[Dataset entries]
──────────
PR #137, opened 2023-12-28
Add floating point stage to bootstrap

DaveDuck321:
In #129, I wanted to add a floating point `abs` to the standard library but this would break the bootstrap since it required the literal `0.0`.

This PR fixes the bootstrap.

### DIFF
--- a/glang.spec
──────────
> [Exercise prompt] Copy exactly the line that contains "Add floating point stage to bootstrap" and every line after it through the end of the entries, with nothing added.

> [Written answer]
Add floating point stage to bootstrap

DaveDuck321:
In #129, I wanted to add a floating point `abs` to the standard library but this would break the bootstrap since it required the literal `0.0`.

This PR fixes the bootstrap.

### DIFF
--- a/glang.spec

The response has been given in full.